## INSTRUCTIONS TO FOLLOW
Where does the word "this" show up in the data? Please find each such line and copy it.

Stored data:

---

PR #343, opened 2021-01-05
Repair SDRAM Allocation

rowleya:
This fixes SDRAM allocation by making the splitter do the allocation rather than trying to work this out automagically.  At the splitter, this is actually really easy!


Christian-B:
Best to check with @alan-stokes As this apears to remove the tracking by chip he believed he needed for the sdram stuff

rowleya:
@alan-stokes did request that we look at the Poisson-over-SDRAM integration first.  From doing most of the work on this (not quite ready), I can see that the code that I have deleted here would not have helped at all.  The issue is that you can't just shove the SDRAM into the resource tracker and hope to get it right.  You have to instead add all the SDRAM at once to get the correct allocation.  There isn't an easy way to do that from inside, but from outside it is much easier.

rowleya:
Note, I also snuck a change to the error message when resources are exhausted here; this displays the remaining resources board-by-board and chip-by-chip as otherwise I was getting a situation where I needed to allocate 3 cores and 3 were available, but not on the same chip; the message wasn't clear that this was the case.

alan-stokes:
meh. can be accepted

---

## WRITTEN ANSWER
This fixes SDRAM allocation by making the splitter do the allocation rather than trying to work this out automagically.  At the splitter, this is actually really easy!
Best to check with @alan-stokes As this apears to remove the tracking by chip he believed he needed for the sdram stuff
@alan-stokes did request that we look at the Poisson-over-SDRAM integration first.  From doing most of the work on this (not quite ready), I can see that the code that I have deleted here would not have helped at all.  The issue is that you can't just shove the SDRAM into the resource tracker and hope to get it right.  You have to instead add all the SDRAM at once to get the correct allocation.  There isn't an easy way to do that from inside, but from outside it is much easier.
Note, I also snuck a change to the error message when resources are exhausted here; this displays the remaining resources board-by-board and chip-by-chip as otherwise I was getting a situation where I needed to allocate 3 cores and 3 were available, but not on the same chip; the message wasn't clear that this was the case.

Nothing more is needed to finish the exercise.